Collected data entries:
- Opening Delimiter -

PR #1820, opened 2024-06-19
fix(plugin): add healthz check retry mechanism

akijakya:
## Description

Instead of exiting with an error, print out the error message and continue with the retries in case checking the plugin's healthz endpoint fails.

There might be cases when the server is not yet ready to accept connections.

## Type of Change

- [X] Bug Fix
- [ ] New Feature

- Closing Delimiter -

Every record must appear in the answer exactly as it appears above.

PR #1820, opened 2024-06-19
fix(plugin): add healthz check retry mechanism

akijakya:
## Description

Instead of exiting with an error, print out the error message and continue with the retries in case checking the plugin's healthz endpoint fails.

There might be cases when the server is not yet ready to accept connections.

## Type of Change

- [X] Bug Fix
- [ ] New Feature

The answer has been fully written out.